## TRY IT
Throughout the listing that follows, find each line with the word "ignore" and copy it.
·····
Issue #765, opened 2021-04-10
Tests and more Tests


svenseeberg:
### Motivation
Create a stable product. Write unit tests, end to end tests and so on.

osmers:
Closing issue as completed - ideas from above are saved and can be converted into issues if deemed necessary. Issues related to this topic have the label topic:tests

PR #2810, opened 2024-05-22
Add vitest for frontend testing

deen13:
### Short Description

This pull request configures vitest and adds a simple test as suggested in my review of [deps/upgrade_webauthn_2_0](https://github.com/digitalfabrik/integreat-cms/pull/2716).

### Proposed Changes

- Added a test task to `package.json`
- Included required vitest dependency
- Implemented a simple test for URL and base64 encoding
- Configure vitest to ignore python dependencies
- Configure import/resolver to resolve imports correctly
- Add job to circleci workflow

### DIFF
--- a/.circleci/config.yml
+++ b/.circleci/config.yml
@@ -210,6 +210,17 @@ jobs:
       - run:
           name: Check formatting of CSS & JS files
           command: npx prettier --check .
+  vitest:
+    docker:
+      - image: "cimg/node:lts"
+    resource_class: small
+    steps:
+      - checkout
+      - attach_workspace:
+          at: .
+      - run:
+          name: Run frontend tests
+          command: npm run test
   eslint:
     docker:
       - image: "cimg/node:lts"
@@ -607,6 +618,9 @@ workflows:
             branches:
               ignore: main
       - prettier:
+          requires:
+            - npm-install
+      - vitest:
           requires:
             - npm-install
       - webpack:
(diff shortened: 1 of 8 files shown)


JoeyStk (commented):
Thank you a lot :rocket: I think this is a good step forward.

1. Small note: Once this PR is merged you can check the checkbox in our [meta issue for tests](https://github.com/digitalfabrik/integreat-cms/issues/765). 
2. I personally like vitest more than jest for our usecase. I think Jest has a lot of features that we don't need as we are web only and therefore I rather prefer the speed of vitest.
3. Lastly the reason why I don't approve yet. Do we need a dev tool for this? I'm kind of lost in the whole discussion about pre-commits and dev commands :confused: Once this question is answered I will approve this PR as it looks good to me so far :)

Special thanks for the dummy test. These things always help me to get started with a new feature :) In the mid-future we can remove it again, but for the beginning it's much appreciated (at least on my side) :)

deen13:
@JoeyStk I've added a devtool and a pre-commit hook that calls it. ☺️

JoeyStk (approved):
I'm not an expert on this matter, but would like to move this forward.
To me this PR works. I didn't face issues when installing this and running the dev-tool. Thank you very much :)

ulliholtgrave:
Thank you very much :+1: This really is an improvement! Could you squash the first two commits into one? Then, this is good to go :)

PeterNerlich (approved):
·····
## RESPONSE BELOW
- Configure vitest to ignore python dependencies
               ignore: main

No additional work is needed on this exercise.